RAW DATA >>
PR #957, opened 2022-03-24
add azure release 17.1.0

whites11:
@T-Kukawka you can use this as base for 17.1.0.
You only need to bump azure-operator to whatever version Nikola will come up with.
We also need to ensure azure-operator has k8scloudconfig >= 13.1.0

PR #991, opened 2022-06-13
Prepare azure release

uvegla:
The `chart-operator` version of at least [v2.21.1](https://github.com/giantswarm/chart-operator/releases/tag/v2.21.1) is needed for the `NOTES` column feature of `kubectl gs` to dispaly meaningful informationt.

There are related changes in `app-operator` as well and some nice fixes like the `VPA` update or the Split Helm Client for security purposes.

TASK REQUIREMENTS >>
The lines to output run from the one containing "Prepare azure release" to the last line of the entries; give them back exactly.

SOLUTION >>
Prepare azure release

uvegla:
The `chart-operator` version of at least [v2.21.1](https://github.com/giantswarm/chart-operator/releases/tag/v2.21.1) is needed for the `NOTES` column feature of `kubectl gs` to dispaly meaningful informationt.

There are related changes in `app-operator` as well and some nice fixes like the `VPA` update or the Split Helm Client for security purposes.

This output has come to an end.